[Collected data]
━━━━━━━━━━━━━━━━

PR #1022, opened 2024-02-01
fix(Id): create validation function as callback

marstamm:
Root cause: not properly using Callback hooks, changing the Validation function every render. This caused a recheck with the correct value, since the incorrect one is not applied to the XML.

### DIFF
--- a/src/provider/bpmn/properties/IdProps.js
+++ b/src/provider/bpmn/properties/IdProps.js
@@ -5,6 +5,8 @@ import {
 
 import { TextFieldEntry, isTextFieldEntryEdited } from '@bpmn-io/properties-panel';
 
+import { useCallback } from '@bpmn-io/properties-panel/preact/hooks';
+
 import {
   useService
 } from '../../../hooks';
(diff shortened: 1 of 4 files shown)


src/provider/bpmn/properties/IdProps.js
```diff
@@ -50,15 +52,15 @@ function Id(props) {
     });
   };
 
-  const getValue = (element) => {
+  const getValue = useCallback((element) => {
     return element.businessObject.id;
-  };
+  }, []);
```
nikku, line 57:
```suggestion
  }, [ element ]);
```

src/provider/bpmn/properties/IdProps.js
```diff
@@ -50,15 +52,15 @@ function Id(props) {
     });
   };
 
-  const getValue = (element) => {
+  const getValue = useCallback((element) => {
     return element.businessObject.id;
```
nikku, line 56:
```suggestion
    return getBusinessObject(element).id;
```

nikku (approved):
Great stuff. Thanks for the swift follow-up!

━━━━━━━━━━━━━━━━

Among the records above, find each line holding "import" and list it.

### [ANSWER TO THIS EXERCISE]
@@ -5,6 +5,8 @@ import {
 import { TextFieldEntry, isTextFieldEntryEdited } from '@bpmn-io/properties-panel';
+import { useCallback } from '@bpmn-io/properties-panel/preact/hooks';
 import {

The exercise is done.